The Asia and Pacific region is home to more than half of the world’s population. Its vast and diverse landmass allows for varied and extreme weather patterns as well as a high level of ethnic and cultural diversity, making it particularly prone to both natural hazards and conflicts.

The Asian continent and the Pacific region encompass a broad array of high-risk zones such as river basins, flood plains, seismic fault lines and volcanic landforms. They regularly bear the brunt of recurrent floods, cyclones, droughts, landslides, earthquakes and volcanic eruptions.

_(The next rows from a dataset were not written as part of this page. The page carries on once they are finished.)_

PR #4114, opened 2020-11-25
Add a configuration option to set the socket file permissions

moritzbuhl:
In my FreeBSD Jail I have the problem that the UDS has wrong file permissions after starting this app.
`660` works such that the thelounge user can use the socket as well as the www group of the nginx proxy.

### DIFF
--- a/defaults/config.js
+++ b/defaults/config.js
@@ -35,6 +35,13 @@ module.exports = {
 	// This value is set to `9000` by default.
 	port: 9000,
 
+	// ### `socketPermissions`
+	//
+	// Set the permissions of the UNIX domain socket.
+	//
+	// This value is set to `0o660` by default.
+	socketPermissions: 0o660,
+
 	// ### `bind`
 	//
 	// Set the local IP to bind to for outgoing connections.
--- a/defaults/config.js
+++ b/defaults/config.js
@@ -38,6 +38,7 @@ module.exports = {
 	// ### `socketPermissions`
 	//
 	// Set the permissions of the UNIX domain socket.
+	// Only applies if the `host` option is a UNIX domain socket.
 	//
 	// This value is set to `0o660` by default.
 	socketPermissions: 0o660,
--- a/src/server.js
+++ b/src/server.js
@@ -148,6 +148,12 @@ module.exports = function (options = {}) {
 	server.listen(listenParams, () => {
 		if (typeof listenParams === "string") {
 			log.info("Available on socket " + colors.green(listenParams));
+			fs.chmod(listenParams, Helper.config.socketPermissions, (err) => {
+				if (err) {
+					log.error(`fs chmod error: ${err}. Stopping server...`);
+					process.exit(1);
+				}
+			});
 		} else {
 			const protocol = Helper.config.https.enable ? "https" : "http";
 			const address = server.address();


moritzbuhl:
It runs on my box as expected. I am not sure if the current default permissions would work on linux or anywhere else.
Also should it really be called `chmod`?

src/server.js
```diff
@@ -147,6 +147,12 @@ module.exports = function (options = {}) {
 	server.listen(listenParams, () => {
 		if (typeof listenParams === "string") {
 			log.info("Available on socket " + colors.green(listenParams));
+			fs.chmod(listenParams, Helper.config.chmod, (err) => {
```
MaxLeiter, line 150: We can't assume that `Helper.config.chmod` exists because people who update may not add the value to their config.

MaxLeiter (changes requested):

MaxLeiter:
Hey @moritzbuhl, sorry for the delay and thanks for the contribution, but can you remove the Pushover support? It doesn't belong in this PR (and I don't think this project, but that belogs in another issue/PR).

moritzbuhl:
Ah Sorry. I didn't know that branch was still linked to this PR.

defaults/config.js
```diff
@@ -35,6 +35,13 @@ module.exports = {
 	// This value is set to `9000` by default.
 	port: 9000,
 
+	// ### `chmod`
+	//
+	// Set the permissions of the UNIX domain socket.
+	//
+	// This value is set to `0o660` by default.
+	chmod: 0o660,
```
brunnre8, line 43: chmod doesn't seem to be a good name for it in my view... chmod is the command that changes permissions, not the name of the thing.

socketPermissions would by my preference, as that's what it is. Also needs an easy to understand comment that it only applies if the host option is a unix socket and ignored otherwise

src/server.js
```diff
@@ -148,6 +148,15 @@ module.exports = function (options = {}) {
 	server.listen(listenParams, () => {
 		if (typeof listenParams === "string") {
 			log.info("Available on socket " + colors.green(listenParams));
+
+			if (Helper.config.chmod) {
+				fs.chmod(listenParams, Helper.config.chmod, (err) => {
+					if (err) {
+						log.error(`fs chmod error: ${err}. Stopping server...`);
+						process.exit();
```
brunnre8, line 156: this needs an exit(1) or whatever, anything but 0 as that's an error

defaults/config.js
```diff
@@ -35,6 +35,14 @@ module.exports = {
 	// This value is set to `9000` by default.
 	port: 9000,
 
+	// ### `socketPermissions`
+	//
+	// Set the permissions of the UNIX domain socket.
+	// Only applies if the `host` option is a UNIX domain socket.
+	//
+	// This value is set to `0o660` by default.
+	socketPermissions: 0o660,
```
brunnre8, line 44: Not sure what FreeBSD does, but on Linux this isn't actually enough to set the permissions up.
Chances are that you want to restrict access to a certain group, meaning you need a way to specify owner / group as well as the permission bits.

Meaning, we should probably make this an object no?
I'm fine with just merging it with the current ability to set permission bits, but should someone want user / group in the future it should be extensible without introducing yet another top level option.

Meaning, we could have
```js
socketPermissions: {
    mode: 0o660,
    user: undefined,
    group: undefined
}
```
eventually, starting with only mode.

Does this make sense or am I completely of the right track here?

src/server.js
```diff
@@ -148,6 +148,12 @@ module.exports = function (options = {}) {
 	server.listen(listenParams, () => {
 		if (typeof listenParams === "string") {
 			log.info("Available on socket " + colors.green(listenParams));
+			fs.chmod(listenParams, Helper.config.socketPermissions, (err) => {
+				if (err) {
+					log.error(`fs chmod error: ${err}. Stopping server...`);
```
brunnre8, line 153: s/fs/socket/

That it is using the fs module is really not relevant, what it tried to chmod is.
Bonus points if you also add the path, assuming that it may not be in the error message itself, depending on what OS and what error you get.

brunnre8 (commented):
After reading unix(7) I think we might need to restructure the option a bit, but I might be wrong.

defaults/config.js
brunnre8: Relevant section:

> Pathname socket ownership and permissions
       In the Linux implementation, pathname sockets honor the permissions of the directory they are in.  Creation of a new socket fails if the process does not have write and search (execute) permission on the directory in which the
       socket is created.
>
> On  Linux,  connecting to a stream socket object requires write permission on that socket; sending a datagram to a datagram socket likewise requires write permission on that socket.  POSIX does not make any statement about the
       effect of the permissions on a socket file, and on some systems (e.g., older BSDs), the socket permissions are ignored.  Portable programs should not rely on this feature for security.
>
>When creating a new socket, the owner and group of the socket file are set according to the usual rules.  The socket file has all permissions enabled, other than those that are turned off by the process umask(2).  
>
>The owner, group, and permissions of a pathname socket can be changed (using chown(2) and chmod(2)).

moritzbuhl: Looking into different projects, I only found gogs/gitea, that have a UNIX_SOCKET_PERMISSION option https://docs.gitea.io/en-us/config-cheat-sheet/ or https://github.com/gogs/gogs/blob/main/conf/app.ini.

moritzbuhl:
I managed to resolve my problem by calling `umask` in the rc file.

PR #4115, opened 2020-11-25
Add command to start local development IRC server

Nachtalb:
The server is started on localhost:6667 with `yarn start-irc`

### DIFF
--- a/README.md
+++ b/README.md
@@ -52,7 +52,7 @@ The Lounge is the official and community-managed fork of [Shout](https://github.
 ## Installation and usage
 
 The Lounge requires latest [Node.js](https://nodejs.org/) LTS version or more recent.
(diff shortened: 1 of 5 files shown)


Nachtalb:
I added this for a faster development workflow. Though I just noticed that irc-server npm package does not support the whole IRC spec. A viable alternative would be to use something like this https://hub.docker.com/r/linuxserver/ngircd

Together with docker-compose, you'd have a server in no time with `docker-compose pull && docker-compose up -d`

xPaw:
While a cool idea, this is rather pointless if you want to test anything advanced (especially against IRCv3 specifications), it also puts a burden on TL to keep this server updated (which itself doesn't appear to be).

I would just suggest getting oragano server, it's trivial to run it.

After all, this is a client.

PR #4116, opened 2020-11-25
Add network specific leave message

### LINKED ISSUE #4059: Optional Per-Network Away Message
I don't think I saw anyone raise this feature. I saw that we have away/auto-away as an option. I think it'd be nice to be able to set the away message per-network. I can do this on ZNC, but ZNC can't detect when I'm idle or away with the Lounge (that I know of).

I think this might be a factor in some other issues. This could build on #1996? Possibly allow for a "system-wide default" away and a per-network over-ride to be available?

Nachtalb:
I do find his idea quite reasonable and would like to see this happening

### DIFF
--- a/client/components/NetworkForm.vue
+++ b/client/components/NetworkForm.vue
@@ -174,7 +174,7 @@
 					v-model="defaults.leaveMessage"
 					class="input"
 					name="leaveMessage"
-					placeholder="Smell ya later"
+					placeholder="The Lounge - https://thelounge.chat"
 				/>
 			</div>
 			<template v-if="defaults.uuid && !$store.state.serverConfiguration.public">
--- a/client/components/NetworkForm.vue
+++ b/client/components/NetworkForm.vue
@@ -167,6 +167,16 @@
 					maxlength="300"
 				/>
 			</div>
+			<div class="connect-row">
+				<label for="connect:leaveMessage">Away message</label>
+				<input
+					id="connect:leaveMessage"
+					v-model="defaults.leaveMessage"
+					class="input"
+					name="leaveMessage"
+					placeholder="Smell ya later"
+				/>
+			</div>
 			<template v-if="defaults.uuid && !$store.state.serverConfiguration.public">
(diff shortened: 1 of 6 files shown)


client/components/NetworkForm.vue
```diff
@@ -167,6 +167,16 @@
 					maxlength="300"
 				/>
 			</div>
+			<div class="connect-row">
+				<label for="connect:leaveMessage">Away message</label>
```
Jay2k1, line 171: I suppose the label "Away message" is a mistake and should probably read "Leave message"? :)

client/components/NetworkForm.vue
```diff
@@ -167,6 +167,16 @@
...
+				<input
+					id="connect:leaveMessage"
+					v-model="defaults.leaveMessage"
+					class="input"
+					name="leaveMessage"
+					placeholder="Smell ya later"
```
Jay2k1, line 177: I feel like something a bit more serious (like a simple "Bye!") would be more appropriate here.

client/components/NetworkForm.vue
Nachtalb: True i'll change it

richrd (approved):

xPaw:
What does this have to do with #4059? That issues talks about the away message, and you implemented leave message.

Nachtalb:
@xPaw Welp, I guess I interpreted it wrong 😂 sorry...

Anyway, I'd still like this feature here as well. If I find the time to do an actual netwrok specific AFK message I will do so, no promises though.

Nachtalb:
I removed the reference to the issue so that it won't be autoclosed in case this get's merged.

client/components/NetworkForm.vue
MaxLeiter, line 177: I agree with @Jay2k1, can we adjust this to be something more serious than Smell ya later, like `The Lounge - https://thelounge.chat` (which is the default global leaveMessage)

Issue #4123, opened 2020-12-02
Recognize ZNC buffextras messages


strugee:
### Feature Description

I have my instance of The Lounge connected to ZNC, where I have the [buffextras](https://wiki.znc.in/Buffextras) plugin enabled. I have it enabled because I like to have the extra information it gives me, but that also means that when ZNC restarts or reconnects, I see a mention in every single channel I'm in because the `*buffextras` user says `strugee!~strugee@strugee.net joined`.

In the recent past, the region has been struck by some of the worst natural hazards worldwide, including in 2019 the disastrous floods in Iran and in 2020 the tropical cyclones and floods in India, Bangladesh, Philippines, Vietnam, and the Pacific region.

Over the last decade, some 500,000 people in the region have lost their lives due to disasters, and over 1.4 billion have been affected.

The combination of urbanisation, deforestation, climate change and higher population densities in disaster-prone areas may result in yet more frequent and intense hazards, which are likely to have an increased impact on a larger number of people in the future. 

Numbers of COVID-19 cases and deaths have been increasing since 2020 in many Asian countries, notably India, Iran, Nepal, Indonesia, Bangladesh and Myanmar. Vaccinations continue to be very slow in most countries due to supply problems.

Home to a wide range of ethnic groups, cultures, religions, and languages, many countries in Asia and the Pacific have also often witnessed armed conflicts and outbursts of communal violence, leaving millions of people in need of humanitarian assistance.

After 4 decades of conflict, Afghanistan is at a turning point in its history and half of its population is in need of humanitarian aid.

The situation in Myanmar continues being of serious concern. Following several waves on internal repression, many stateless Rohingya fled Myanmar and found refuge in Bangladesh and other Southeast Asian countries. Bangladesh alone is presently hosting almost a million of Rohingya refugee entirely reliant on humanitarian assistance.  

The European Commission’s Civil Protection and Humanitarian Aid Operations department has been present in Asia and the Pacific since 1994, addressing urgent needs of the most vulnerable populations affected by both natural hazards and human-made disasters.

In addition, the Commission has funded a number of disaster preparedness programmes in the region since 1996. The aim is to reduce hazard risks and build resilience amongst vulnerable groups in areas that are highly exposed to natural hazards.